戦犯だった父の長年の消息不明、家計を助ける役目を担う
長島氏は1926年、東京都の生まれ。5人兄姉弟の次男で、小学生のころはもっぱら外で遊ぶ、やんちゃな少年だった。
「子どものころは“兵隊ごっこ” が好きでした。敵方の友達を捕虜にし、自宅の太い木に縛り付けたまま忘れてしまったことがあって、そのときはいたく親にしかられましたね」
勉強は全般的に好きだったが、中でも得意科目だったのが国語。
「小学校の先生が国語に大変力を入れた方で、『一日一文』といって毎日、生徒に作文を提出させていました。おかげで国語力や作文力を、ずいぶん鍛えられたと思います。今でも、その先生には感謝しています」
やがて、旧制七年制東京高等学校尋常科(中等部)から陸軍予科士官学校を経て、陸軍航空士官学校へ入校、操縦士官候補生として満州(現在の中国東北部)で飛行訓練中に終戦をむかえた。
「1945年8月9日の暁、満州へのソ連の侵攻が始まり、それを避けて初級練習機を南に運ぶように命じられ、12日に牡丹江(ムーダンジャン)を離陸。航続距離が短いためガソリンを求めていくつもの飛行場を転々とし、ようやく通化飛行場(吉林省)に着いた17日、そこで敗戦を知りました。戦闘には直接参加する機会はなく、8月中に帰国しました」
帰国の翌年、東京大学法学部政治学科に入学。最終学年の3年生で、高等試験司法科試験を受ける。

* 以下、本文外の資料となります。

PR #477, opened 2023-09-29
Overhaul storage section WD-6471

edlerd:
## Done

- overhaul the storage section following [this design](https://www.figma.com/file/akl8XNqp2K5egFKI3RIfoG/23.10-LXD---ISOs-and-Storage-Volumes?type=design&node-id=359-454&mode=design&t=zkJg5ePsCmTtdPYS-0)
- added pool selector to custom volume creation
- added pool editing

Fixes WD-6471

## QA

1. Run the LXD-UI:
    - check storage section with all subpages and detail pages
    - create pool / update / rename / delete it
    - create volume / update / rename / delete it
    - upload an iso / delete it

### DIFF
--- a/src/components/Pagination.tsx
+++ b/src/components/Pagination.tsx
@@ -61,16 +61,28 @@ const Pagination: FC<Props> = ({
   useEventListener("resize", resize);
   useEffect(resize, []);
 
+  const getVisibleCount = () => {
+    if (selectedNotification) {
+      return selectedNotification;
+    }
+
+    if (isSmallScreen) {
+      return `${visibleCount} out of ${totalCount}`;
+    }
+
+    if (visibleCount === totalCount && visibleCount > 1) {
+      return `Showing all ${totalCount} ${keyword}s`;
+    }
+
+    return `Showing ${visibleCount} out of ${totalCount} ${keyword}${
+      totalCount !== 1 ? "s" : ""
+    }`;
+  };
+
   return (
     <div className={classnames("pagination", className)} {...divProps}>
       <div className="description" id="pagination-description">
-        {selectedNotification
-          ? selectedNotification
-          : isSmallScreen
-          ? `${visibleCount}\xa0out\xa0of\xa0${totalCount}`
-          : `Showing ${visibleCount} out of ${totalCount} ${keyword}${
-              totalCount !== 1 ? "s" : ""
-            }`}
+        {getVisibleCount()}
       </div>
       <Button
         aria-label="Previous page"
--- a/src/pages/images/CachedImageList.tsx
+++ b/src/pages/images/CachedImageList.tsx
@@ -1,9 +1,10 @@
-import React, { FC } from "react";
+import React, { FC, useState } from "react";
 import {
   EmptyState,
   Icon,
   List,
   MainTable,
+  SearchBox,
   useNotify,
 } from "@canonical/react-components";
 import { humanFileSize, isoTimeToString } from "util/helpers";
@@ -15,10 +16,14 @@ import Loader from "components/Loader";
 import { useParams } from "react-router-dom";
 import CreateInstanceFromImageBtn from "pages/images/actions/CreateInstanceFromImageBtn";
 import { cachedLxdToRemoteImage } from "util/images";
+import ScrollableTable from "components/ScrollableTable";
+import { usePagination } from "util/pagination";
+import Pagination from "components/Pagination";
 
 const ImageList: FC = () => {
   const notify = useNotify();
   const { project } = useParams<{ project: string }>();
+  const [query, setQuery] = useState<string>("");
 
   if (!project) {
     return <>Missing project</>;
@@ -39,14 +44,28 @@ const ImageList: FC = () => {
 
   const headers = [
     { content: "Name", sortKey: "name" },
-    { content: "Architecture", sortKey: "architecture" },
-    { content: "Type", sortKey: "type" },
-    { content: "Upload date", sortKey: "uploaded_at" },
-    { content: "Size", sortKey: "size" },
+    {
+      content: "Architecture",
+      sortKey: "architecture",
+      className: "architecture",
+    },
+    { content: "Type", sortKey: "type", className: "type" },
+    {
+      content: "Upload date",
+      sortKey: "uploaded_at",
+      className: "uploaded_at",
+    },
+    { content: "Size", sortKey: "size", className: "u-align--right size" },
     { "aria-label": "Actions", className: "actions" },
   ];
 
-  const rows = images.map((image) => {
+  const filteredImages = images.filter(
+    (item) =>
+      !query ||
+      item.properties.description.toLowerCase().includes(query.toLowerCase()),
+  );
+
+  const rows = filteredImages.map((image) => {
     const actions = (
       <List
         inline
@@ -73,40 +92,50 @@ const ImageList: FC = () => {
           content: image.architecture,
           role: "cell",
           "aria-label": "Architecture",
+          className: "architecture",
         },
         {
           content: image.type,
           role: "cell",
           "aria-label": "Type",
+          className: "type",
         },
         {
           content: isoTimeToString(image.uploaded_at),
           role: "cell",
           "aria-label": "Upload date",
+          className: "uploaded_at",
         },
         {
           content: humanFileSize(image.size),
           role: "cell",
           "aria-label": "Size",
+          className: "u-align--right size",
         },
         {
           content: actions,
           role: "cell",
           "aria-label": "Actions",
-          className: "u-align--right",
+          className: "u-align--right actions",
         },
       ],
       sortData: {
         name: image.properties.description.toLowerCase(),
         architecture: image.architecture,
         type: image.type,
-        size: image.size,
+        size: +image.size,
         uploaded_at: image.uploaded_at,
       },
     };
   });
 
-  return !isLoading && images.length === 0 ? (
+  const pagination = usePagination(rows);
+
+  if (isLoading) {
+    return <Loader text="Loading cached images..." />;
+  }
+
+  return images.length === 0 ? (
     <EmptyState
       className="empty-state"
       image={<Icon name="mount" className="empty-state-icon" />}
@@ -115,15 +144,45 @@ const ImageList: FC = () => {
       <p>Images will appear here, when launching an instance from a remote.</p>
     </EmptyState>
   ) : (
-    <MainTable
-      headers={headers}
-      rows={rows}
-      paginate={30}
-      responsive
-      sortable
-      className="u-table-layout--auto"
-      emptyStateMsg={<Loader text="Loading images..." />}
-    />
+    <div className="cached-image-list">
+      <div className="upper-controls-bar">
+        <div className="search-box-wrapper">
+          <SearchBox
+            name="search-cached-images"
+            className="search-box margin-right"
+            type="text"
+            onChange={(value) => {
+              setQuery(value);
+            }}
+            placeholder="Search for cached images"
+            value={query}
+            aria-label="Search for cached images"
+          />
+        </div>
+      </div>
+      <Pagination
+        {...pagination}
+        id="pagination"
+        className="u-no-margin--top"
+        totalCount={images.length}
+        visibleCount={
+          filteredImages.length === images.length
+            ? pagination.pageData.length
+            : filteredImages.length
+        }
+        keyword="cached image"
+      />
+      <ScrollableTable dependencies={[images]}>
+        <MainTable
+          headers={headers}
+          rows={pagination.pageData}
+          sortable
+          className="cached-image-table"
+          emptyStateMsg="No images found matching this search"
+          onUpdateSort={pagination.updateSort}
+        />
+      </ScrollableTable>
+    </div>
   );
 };
 
--- a/src/pages/storage/EditStoragePool.tsx
+++ b/src/pages/storage/EditStoragePool.tsx
@@ -1,0 +1,124 @@
+import React, { FC, useState } from "react";
+import { useNotify, Row, Col, Button } from "@canonical/react-components";
+import { useQueryClient } from "@tanstack/react-query";
+import { updateStoragePool } from "api/storage-pools";
+import SubmitButton from "components/SubmitButton";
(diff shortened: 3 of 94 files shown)


piperdeck:
# 1

Is there a reason why volumes can't be sorted by "used by"?

# 2

For the pagination bar, when all pools/volumes/whatever are being shown, could we try the phrasing "Showing all 3 cached images" instead of "Showing 3 of 3 instances"? I feel that it reads a little more smoothly.

# 3

The "used by" column in the Pools table is not super intuitive to me. Could we please try a version like this:

Pools (1)

Note:

I'm not sure what the behaviour of this table is if there is only one project in the LXD server, but in that case I would use a different table which doesn't mention anything about projects, since this could introduce confusion to a user who isn't using projects and/or doesn't know what they are yet.

# 4

Is there a way for us to display the size of volumes in the volumes table? One of the reasons a user might be here could be to free up space by deleting volumes they don't need anymore.

I'm imagining that this might be complicated, for example because zfs deduplication means that the size of a volume is not necessarily the same as the amount of space that would be freed by deleting it. But it's worth thinking about.

# 5

The sort by type option doesn't seem to be working as expected. I would expect it to sort containers and container snapshots differently, but it seems to be treating them as one type.

image

# 6

So, this is a complicated issue. I would expect that when I select the filters "type:container" and "type:snapshot", that the list would be filtered to show only container snapshots. In other words, that the filters are applied with an AND operator between them. But this is not the case, as I get virtual machine snapshots in my filter results here:

image

Which leads me to conclude that the filter uses an OR operator. And I can see why it does this, since in the case that a user applied the "type:container" and "type:vm" filters, it's safe to assume they don't just want an empty list of all the volumes which are containers AND VMs.

But then again, when I search for another impossible combination "type:conatiner" and "content type:block", I do get an empty list. So it seems like the search terms are implicitly embedded into AND and OR phrases depending on which group of filters they're from.

Nevertheless, I think that it's legitimately confusing to have the behaviour in the screenshot. I'm not sure what a good solution to this is. I can think of a couple ideas:

- Allow the user to structure more complex filter rules, with ANDs, ORs, and parentheses where they want them.
    - But this is probably a pretty advanced feature and I'm not sure it would be worth the time and effort to build
- Apply new filter syntax so that the "volume type" filters are invisibly separated into two subgroups
    - But this may lead to confusion since the search bar doesn't actually say what operators it's using
- Find some way to display the filter syntax more explicitly so that users understand what filter they're applying.

I'm not really sure what the answer is. Would you be open to experimenting with some different filter behaviour?

piperdeck:
> We use the same way in profiles. Maybe it is an opportunity to learn about profiles? We could have a help icon linking to the project documentation.
> We could also have the simpler table if there is just 1 profile. I am afraid this introduces a bit of complexity to the code though, and we will have to check and think of all different ways the page might be rendered on future changes.

If it's going to introduce undue complexity, I'm happy leaving it as-is until I see testers being confused.

> We can get the size with an extra api call per volume. I added it to the detail page and the list. However we can't sort by it, because the list might be very long and we shouldn't have that many api calls.
> There are limitations. Snapshots do not give their size, as well as directory backed volumes.

This looks great, even with the limitations you mentioned. I think seeing sizes makes a big difference. I suspect that snapshots don't show their size because of the COW nature of ZFS, which makes sense.

> Anyhow let's take this as a dedicated issue outside this PR. It also affects the instance filter.

I agree completely, let's put a pin in this for future research

One more thing I'm noticing: The vertical alignment on some of these rows looks kind of crooked...

Frame 4 (3)

Would it be possible to make the row elements aligned with each other along the upper edge of the row? Ideally, the trashcan icon would be baseline aligned with text, while the storage usage graphic would be top-aligned with the text.

Otherwise, this is looking good!

edlerd:
> Would it be possible to make the row elements aligned with each other along the upper edge of the row? Ideally, the trashcan icon would be baseline aligned with text, while the storage usage graphic would be top-aligned with the text.

Thanks again for the review @piperdeck 
I adjusted the alignments and column widths for all the storage tables. Also made sure the numbers are all right aligned.

src/pages/images/CachedImageList.tsx
```diff
@@ -39,14 +44,24 @@ const ImageList: FC = () => {
...
+      className: "uploaded_at",
+    },
+    { content: "Size", sortKey: "size", className: "u-align--right size" },
     { "aria-label": "Actions", className: "actions" },
   ];
 
-  const rows = images.map((image) => {
+  const filteredImages = images;
+
+  const rows = filteredImages.map((image) => {
```
lorumic, line 64: Should filter based on the `query` here. Currently the query is set but not used to filter.

lorumic (changes requested):
Didn't to a full review yet, found the issue below on first pass.

src/pages/storage/StoragePools.tsx
```diff
@@ -108,24 +151,25 @@ const StoragePools: FC = () => {
...
+                className="u-table-layout--auto storage-pool-table"
+                emptyStateMsg={
+                  isLoading ? (
+                    <Loader text="Loading storage pools..." />
+                  ) : (
+                    "No data to display"
+                  )
+                }
+              />
+            </ScrollableTable>
```
lorumic, line 172: Adding the `ScrollableTable` is a step forward, but it still feels like something is missing. Switching tabs in the "Storage" page alone, I notice these discrepancies:

1. The absence of the search/search and filter.
2. The absence of pagination.

Would it be good to add these? The "Pools" tab looks "outdated" and inconsistent with the other pages/tabs otherwise.

edlerd: We don't expect more than a handful of pools, hence the tab is not paginated or filterable to make it lighter.

src/pages/images/CachedImageList.tsx
edlerd: Whoops, that is fixed now.

src/pages/storage/StoragePools.tsx
lorumic: Still doesn't seem right to have it everywhere else except here. @piperdeck what do you think about this?

lorumic: We can also treat it as a separate improvement. I see that other pages are inconsistent too: Profiles still have the pagination at the bottom, Networks don't have anything at all - not even the `ScrollableTable`... There's a lot of work to do to reach consistency :)

src/pages/storage/forms/StoragePoolFormMain.tsx
```diff
@@ -32,17 +32,31 @@ const StoragePoolFormMain: FC<Props> = ({ formik }) => {
...
-        <Input {...getFormProps("name")} type="text" label="Name" required />
+        <Input
+          {...getFormProps("name")}
+          type="text"
+          label="Name"
+          required
+          disabled={!formik.values.isCreating || formik.values.isReadOnly}
+          help={
+            !formik.values.isCreating
+              ? "Click the name in the header to rename the pool"
```
lorumic, line 43: Huh? The name in the header always says "Cannot rename storage pools".

src/pages/storage/StorageVolumesFilter.tsx
```diff
@@ -0,0 +1,115 @@
...
+const POOL = "Pool";
+const VOLUME_TYPE = "Volume type";
+const CONTENT_TYPE = "Content type";
+
+const StorageVolumesFilter: FC<Props> = ({ volumes, setFilters }) => {
+  const { state } = useLocation() as StorageFilterState;
+
+  useEffect(() => window.history.replaceState({}, ""), [state]);
+
+  const pools = [...new Set(volumes.flatMap((volume) => volume.pool))];
```
lorumic, line 47: `volume.pool` is a string, not an array of strings, so you don't need `flatMap` here:
```suggestion
  const pools = [...new Set(volumes.map((volume) => volume.pool))];
```

src/pages/storage/StorageVolumesFilter.tsx
```diff
@@ -0,0 +1,115 @@
...
+  "snapshot",
+  "image",
+  "custom",
+];
+
+const contentTypes: string[] = ["block", "filesystem", "iso"];
+
+const POOL = "Pool";
+const VOLUME_TYPE = "Volume type";
+const CONTENT_TYPE = "Content type";
```
lorumic, line 40: Very well done! :+1:

src/pages/storage/StorageVolumesFilter.tsx
```diff
@@ -0,0 +1,115 @@
...
+      heading: POOL,
+      chips: pools.map((pool) => {
+        return { lead: POOL, value: pool };
+      }),
+    },
+    {
+      id: 2,
+      heading: VOLUME_TYPE,
+      chips: volumeTypes.map((status) => {
+        return { lead: VOLUME_TYPE, value: status };
```
lorumic, line 61: Status?
```suggestion
      chips: volumeTypes.map((volumeType) => {
        return { lead: VOLUME_TYPE, value: volumeType };
```

src/pages/storage/StorageVolumesFilter.tsx
```diff
@@ -0,0 +1,115 @@
...
+      }),
+    },
+    {
+      id: 3,
+      heading: CONTENT_TYPE,
+      chips: contentTypes.map((type) => {
+        return { lead: CONTENT_TYPE, value: type };
```
lorumic, line 68: Maybe `contentType` is a bit more informative?
```suggestion
      chips: contentTypes.map((contentType) => {
        return { lead: CONTENT_TYPE, value: contentType };
```

src/components/Pagination.tsx
```diff
@@ -61,16 +61,28 @@ const Pagination: FC<Props> = ({
   useEventListener("resize", resize);
   useEffect(resize, []);
 
+  const getVisibleCount = () => {
+    if (selectedNotification) {
+      return selectedNotification;
+    }
+
+    if (isSmallScreen) {
+      return `${visibleCount}\xa0out\xa0of\xa0${totalCount}`;
```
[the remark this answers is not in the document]
edlerd: I remember testing on very small screens and this fixed an issue there.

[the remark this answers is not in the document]
lorumic: Can you show the specific case? I also tested on any screen size and didn't find any problem without the nbsp.

src/util/usedBy.tsx
```diff
@@ -31,8 +31,9 @@ export const filterUsedByType = (
       })
       .map((path) => {
         const url = new URL(`http://localhost/${path}`);
+        const encodedName = url.pathname.split("/").slice(-1)[0] ?? "";
         return {
-          name: url.pathname.split("/").slice(-1)[0] ?? "",
+          name: decodeURIComponent(decodeURIComponent(encodedName)),
```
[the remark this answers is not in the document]
edlerd: There was a bug in the used by routine, which is resolved, but not yet released: https://github.com/canonical/lxd/issues/12398

src/components/Pagination.tsx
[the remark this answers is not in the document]
edlerd: The instance list on mobile i.e. 400px width. Though there are more problems on such small screens and we don't usually optimize for those.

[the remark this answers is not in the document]
lorumic: Ok, it's not a big deal anyway, it's just that is quite hard to read as it is now, so maybe it's not worth it.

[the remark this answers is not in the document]
edlerd: yes, let's simplify it. For mobile we should better hide some other elements instead.

src/util/usedBy.tsx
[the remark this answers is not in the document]
edlerd: adding a comment referencing the bug.

edlerd:
Thanks for the great review with many simplifications and good suggestions @lorumic 
All things mentioned should be fixed, please give it a 2nd pass.

src/pages/storage/StorageVolumes.tsx
```diff
@@ -130,40 +175,78 @@ const StorageVolumes: FC = () => {
...
+    return <Loader text="Loading storage volumes..." />;
+  }
+
+  return volumes.length === 0 ? (
+    <EmptyState
+      className="empty-state"
+      image={<Icon name="mount" className="empty-state-icon" />}
+      title="No volumes found"
+    >
+      <p>Storage volumes will appear here</p>
```
lorumic, line 199: I wonder why in some empty states we have the formula "X will appear here", and in some other we have "There are no X (in/for/of Y)". :thinking:

src/util/usedBy.spec.tsx
```diff
@@ -0,0 +1,38 @@
...
+
+    expect(results[0].name).toBe("my_profile");
+    expect(results[0].project).toBe("foo");
+  });
+
+  it("decodes url encoded volume names", () => {
+    const paths = [
+      "/1.0/storage-pools/dir/volumes/custom/t%25C3%25BCdeld%25C3%25BC",
+    ];
+    const results = filterUsedByType("storage-pools", paths);
```
lorumic, line 33: It's a little bit confusing that the `type` is called "storage-pools", even though what we're really filtering by here is volumes.

lorumic (commented):
We're almost there, I found just a few more. :)

edlerd:
> We're almost there, I found just a few more. :)

It's getting simpler, I like it! Should all be resolved now.

src/pages/storage/EditStoragePool.tsx
```diff
@@ -0,0 +1,124 @@
...
+  const notify = useNotify();
+  const queryClient = useQueryClient();
+  const { project } = useParams<{ project: string }>();
+  const controllerState = useState<AbortController | null>(null);
+
+  if (!project) {
+    return <>Missing project</>;
+  }
+
+  const StorageSchema = Yup.object().shape({
```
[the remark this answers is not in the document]
lorumic: It's still called `StorageSchema` in `CreateStoragePool`, would it be good to update it there as well?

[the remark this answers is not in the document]
edlerd: Changed it there as well.

lorumic (approved):
Thanks for applying all the changes! This became a monumental PR with over 90 files changed, but it's ready to go for me now. :)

「旧司法試験には在学中に合格しましたが、実は行政官を目指していて、通産省(当時。現経済産業省)から採用通知を受けました。ところがその後で、当時の通産省の初任給がずいぶん低いことに気付きました。それでそのころ、初任給が大変高かった三菱化成工業(現三菱化学)に入社したのです」
長島氏が給料にこだわったのには、事情がある。
「敗戦から約10年も消息不明だった父は、その後にわかったことですが、1942年以降、陸軍少将で兵団長として中国山東省で共産軍・国民政府軍と戦っておりましたところ、終戦直前の8月、ソ連の侵攻が懸念されたため、急きょ、兵団を引き連れて現在の北朝鮮の咸興(ハムフン)へ移動を命ぜられました。父は副官一人を連れて飛行機で先発し、咸興に到着した直後に日本が降伏。直ちに進駐してきたソ連軍により戦犯容疑でハバロフスクに連行され、4年後、中国共産政府による建国に伴い満州の撫順(フーシュン) の収容所に移され、わずか一日の裁判で天文学的年数の禁錮刑に処せられました。その後、1959年の暮れに突然釈放され帰国したのですが、既に不治の胃ガンを患っておりました。すぐに入院して開腹したものの手の施しようがなく、6カ月後に死亡しました。軍人の恩給は敗戦後完全に停止されていましたし、東京の家は空襲で焼け、家財もほとんど失い、母と弟たちは田舎の母の実家に身を寄せていたのです。そんなわけで私は、大学を卒業して就職したら、すぐに家計を助けなければならない立場にあったのです」
弁護士業務の組織化と専門化の必要性に気付く
三菱化成工業では文書課(いわゆる法務課)に配属された長島氏。よく、顧問弁護士の元へ相談に通わされた。そのころの法律事務所はほとんど弁護士一人とイソ弁が一人いるかいないか。それが日本の典型的な法律事務所の姿だった。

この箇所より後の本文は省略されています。